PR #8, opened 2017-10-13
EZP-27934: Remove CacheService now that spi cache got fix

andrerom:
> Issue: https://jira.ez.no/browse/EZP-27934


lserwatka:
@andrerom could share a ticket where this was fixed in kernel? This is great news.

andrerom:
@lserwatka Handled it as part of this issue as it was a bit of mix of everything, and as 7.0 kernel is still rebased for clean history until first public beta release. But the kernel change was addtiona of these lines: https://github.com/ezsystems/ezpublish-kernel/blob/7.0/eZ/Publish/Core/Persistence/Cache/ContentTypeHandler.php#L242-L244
————
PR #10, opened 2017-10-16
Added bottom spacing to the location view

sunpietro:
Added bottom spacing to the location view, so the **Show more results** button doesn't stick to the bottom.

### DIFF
————
■ EXERCISE GOAL ■
Nothing but a number should be given: the count of lines in the records that contain the word "location".

■ OUTPUT OF THE TASK ■
2